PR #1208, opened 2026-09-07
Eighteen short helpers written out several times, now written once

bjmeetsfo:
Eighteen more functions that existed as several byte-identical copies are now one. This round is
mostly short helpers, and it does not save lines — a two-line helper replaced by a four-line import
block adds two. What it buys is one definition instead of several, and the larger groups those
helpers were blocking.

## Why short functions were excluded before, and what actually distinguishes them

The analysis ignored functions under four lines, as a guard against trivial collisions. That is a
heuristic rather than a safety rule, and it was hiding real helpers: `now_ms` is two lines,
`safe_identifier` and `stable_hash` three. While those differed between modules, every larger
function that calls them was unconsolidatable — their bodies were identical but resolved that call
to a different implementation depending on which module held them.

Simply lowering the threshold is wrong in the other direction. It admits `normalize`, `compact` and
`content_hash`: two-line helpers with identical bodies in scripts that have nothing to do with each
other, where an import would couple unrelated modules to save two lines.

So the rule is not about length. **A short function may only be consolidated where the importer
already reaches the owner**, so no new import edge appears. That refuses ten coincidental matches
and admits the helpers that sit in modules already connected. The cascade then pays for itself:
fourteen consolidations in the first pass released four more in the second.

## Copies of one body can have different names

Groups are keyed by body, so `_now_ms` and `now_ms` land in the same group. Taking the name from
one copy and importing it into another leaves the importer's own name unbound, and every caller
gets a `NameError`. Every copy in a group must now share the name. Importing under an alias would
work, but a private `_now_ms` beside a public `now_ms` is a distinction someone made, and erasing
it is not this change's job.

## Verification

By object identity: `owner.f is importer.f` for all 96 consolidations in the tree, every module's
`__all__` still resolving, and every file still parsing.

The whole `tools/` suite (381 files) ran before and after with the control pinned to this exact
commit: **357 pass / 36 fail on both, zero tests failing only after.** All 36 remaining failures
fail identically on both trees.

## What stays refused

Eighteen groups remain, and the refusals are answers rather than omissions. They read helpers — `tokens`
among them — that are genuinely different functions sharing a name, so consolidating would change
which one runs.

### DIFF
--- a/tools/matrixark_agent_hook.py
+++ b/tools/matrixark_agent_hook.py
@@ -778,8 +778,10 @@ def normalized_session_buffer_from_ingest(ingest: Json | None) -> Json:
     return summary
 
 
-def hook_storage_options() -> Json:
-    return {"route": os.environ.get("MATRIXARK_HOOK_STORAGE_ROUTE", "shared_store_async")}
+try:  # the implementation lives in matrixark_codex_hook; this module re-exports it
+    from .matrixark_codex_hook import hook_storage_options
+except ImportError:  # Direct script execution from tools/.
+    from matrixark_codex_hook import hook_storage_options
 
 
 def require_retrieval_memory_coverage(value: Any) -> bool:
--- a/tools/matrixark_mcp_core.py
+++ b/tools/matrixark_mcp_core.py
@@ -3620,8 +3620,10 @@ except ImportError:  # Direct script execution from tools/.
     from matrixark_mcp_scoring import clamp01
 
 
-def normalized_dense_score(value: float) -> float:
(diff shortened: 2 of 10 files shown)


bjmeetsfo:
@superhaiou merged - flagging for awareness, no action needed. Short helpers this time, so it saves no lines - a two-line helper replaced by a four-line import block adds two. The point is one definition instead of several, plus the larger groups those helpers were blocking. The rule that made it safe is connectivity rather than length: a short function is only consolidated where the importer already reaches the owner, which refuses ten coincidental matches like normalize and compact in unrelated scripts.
——————
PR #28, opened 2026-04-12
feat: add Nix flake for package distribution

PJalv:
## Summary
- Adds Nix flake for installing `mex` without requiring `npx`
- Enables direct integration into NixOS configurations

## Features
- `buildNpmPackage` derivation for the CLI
——————
## Exercise directions
Retype only the stretch of lines above starting at the one with "to a different" and stopping at the one with "tree, every module's", exactly as written, with both kept.

## Solution below
to a different implementation depending on which module held them.

Simply lowering the threshold is wrong in the other direction. It admits `normalize`, `compact` and
`content_hash`: two-line helpers with identical bodies in scripts that have nothing to do with each
other, where an import would couple unrelated modules to save two lines.

So the rule is not about length. **A short function may only be consolidated where the importer
already reaches the owner**, so no new import edge appears. That refuses ten coincidental matches
and admits the helpers that sit in modules already connected. The cascade then pays for itself:
fourteen consolidations in the first pass released four more in the second.

## Copies of one body can have different names

Groups are keyed by body, so `_now_ms` and `now_ms` land in the same group. Taking the name from
one copy and importing it into another leaves the importer's own name unbound, and every caller
gets a `NameError`. Every copy in a group must now share the name. Importing under an alias would
work, but a private `_now_ms` beside a public `now_ms` is a distinction someone made, and erasing
it is not this change's job.

## Verification

By object identity: `owner.f is importer.f` for all 96 consolidations in the tree, every module's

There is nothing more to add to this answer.